Writing for a majority of 8, Justice Thomas noted that the Fourth Amendment permits an officer to initiate a brief investigative traffic stop when he has a “particularized and objective basis” to suspect legal wrongdoing. This level of suspicion requires less than that necessary for probable cause (needed for an arrest) and turns on “commonsense judgments and inferences about human behavior.” Here, Deputy Mehrer made a commonsense inference that the owner of a vehicle was likely to be the vehicle’s driver. Just because that isn’t always the case, does not make the inference unreasonable. Moreover, while the deputy’s commonsense judgment was sufficient to justify the stop, empirical studies demonstrate that drivers with suspended or revoked licenses frequently continue to drive, making it reasonable to conclude that the owner of a vehicle is its driver, even if his license is suspended. Justice Thomas emphasized, however, that “the scope of this holding is narrow.” Reasonable suspicion depends on the totality of the circumstances, and any number of additional facts might dispel reasonable suspicion in other circumstances. Here, however, because there was nothing in the record to rebut the reasonable inference the deputy made, the traffic stop was reasonable under the Fourth Amendment.

Justice Kagan, joined by Justice Ginsburg, concurred. For her, the crucial fact was the Deputy Mehrer knew that Glover’s license had been revoked due to serial driving offenses. In Kansas at least, “a person with a revoked license has already shown a willingness to flout driving restrictions.” Therefore, in Justice Kagan’s view, it remained reasonable to infer that Glover was the one behind the wheel even though he was prohibited from driving. The analysis would be different, she explained, if Glover’s license had merely been suspended for reasons having nothing to do with his “penchant for ignoring driving laws.” In particular, Justice Kagan noted, “most license suspensions do not relate to driving at all; what they most relate to is being poor.” She would not be comfortable, therefore, with a per se rule that it is always reasonable to infer—notwithstanding a license suspension—that the owner of a vehicle is its driver. Under the particular circumstances of this case, however, which turned on a  “barebones stipulation” of facts, she agreed that it was reasonable to infer that Glover was behind the wheel.
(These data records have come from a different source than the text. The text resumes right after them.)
PR #4808, opened 2023-10-17
zq: Call user-defined op with source

### LINKED ISSUE #4701: "redundant inputs" failure when calling -I included User Op
Repro is with Zed commit 7ba4ecc.

The following all work ok.

```
$ zq -version
Version: v1.8.1-59-g7ba4ecc6

$ zq 'file sample.zng | count()'
31(uint64)

$ cat file_main.zed 
file sample.zng | count()

$ zq -I file_main.zed 
31(uint64)

$ cat file_in_op.zed
op CallMe(): (
  file sample.zng | count()
)
CallMe()

$ zq -I file_in_op.zed
31(uint64)
```

However, if I have _just_ the User Op in my included Zed and attempt to make the call to it at the shell level, now I get an error.

```
$ cat file_in_op_no_call.zed
op CallMe(): (
  file sample.zng | count()
)

$ zq -I file_in_op_no_call.zed 'CallMe()'
redundant inputs specified: use either command-line files or a Zed source operator
```

I'd not be surprised if there's ways to trigger this that don't involve User Ops, but since I bumped into it accidentally while attempting some basic User Ops use cases, I'm opening it in that context.

mattnibs:
The change allows zq users to start a query with a call to a user-defined op that contains a source (file) with no additional input sources. Previously attempting to do this would result in error "redundant inputs".

Fixes #4701

### DIFF
--- a/cli/queryflags/flags.go
+++ b/cli/queryflags/flags.go
@@ -1,6 +1,7 @@
 package queryflags
 
 import (
+	"context"
 	"flag"
 	"fmt"
 	"net/url"
@@ -9,8 +10,8 @@ import (
 	"github.com/brimdata/zed/cli"
 	"github.com/brimdata/zed/compiler"
 	"github.com/brimdata/zed/compiler/ast"
+	"github.com/brimdata/zed/compiler/semantic"
 	"github.com/brimdata/zed/zbuf"
-	"github.com/brimdata/zed/zfmt"
 	"github.com/brimdata/zed/zson"
 	"golang.org/x/exp/slices"
 )
@@ -36,11 +37,13 @@ func (f *Flags) ParseSourcesAndInputs(paths []string) ([]string, ast.Seq, bool, 
 			// and appears to start with a from or yield operator.
 			// Otherwise, consider it a file.
 			if query, err := compiler.Parse(src, f.Includes...); err == nil {
-				if isFrom(query) {
-					return nil, query, false, nil
-				}
-				if isYield(query) {
-					return nil, query, true, nil
+				if s, err := semantic.Analyze(context.Background(), query, nil, nil); err == nil {
+					if semantic.HasSource(s) {
+						return nil, query, false, nil
+					}
+					if semantic.StartsWithYield(s) {
+						return nil, query, true, nil
+					}
 				}
 			}
 			return nil, nil, false, fmt.Errorf("no such file: %s", src)
@@ -51,32 +54,6 @@ func (f *Flags) ParseSourcesAndInputs(paths []string) ([]string, ast.Seq, bool, 
 		return nil, nil, false, err
 	}
 	return paths, query, false, nil
-}
-
-func isFrom(seq ast.Seq) bool {
-	if len(seq) > 0 {
-		switch op := seq[0].(type) {
-		case *ast.From:
-			return true
-		case *ast.Scope:
-			return isFrom(op.Body)
-		}
-	}
-	return false
-}
-
-func isYield(seq ast.Seq) bool {
-	if len(seq) > 0 {
-		switch op := seq[0].(type) {
-		case *ast.Yield:
-			return true
-		case *ast.Scope:
-			return isYield(op.Body)
-		case *ast.OpExpr:
-			return !zfmt.IsSearch(op.Expr) && !zfmt.IsBool(op.Expr)
-		}
-	}
-	return false
 }
 
 func isURLWithKnownScheme(path string, schemes ...string) bool {
--- a/compiler/job.go
+++ b/compiler/job.go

Justice Sotomayor was unconvinced. Dissenting alone, she argued that the majority’s opinion “ignores key foundations of our reasonable-suspicion jurisprudence and impermissibly and unnecessarily reduces the State’s burden of proof.” By permitting an officer to make a traffic stop so long as he lacks “information negating an inference,” the Court had effectively flipped the burden of proof and absolved officers from any responsibility to investigate the identity of a driver where feasible. “The majority,” she argued, “has paved the road to finding reasonable suspicion based on nothing more than a demographic profile. Its logic has thus made the State’s task all but automatic. That has never been the law, and it never should be.”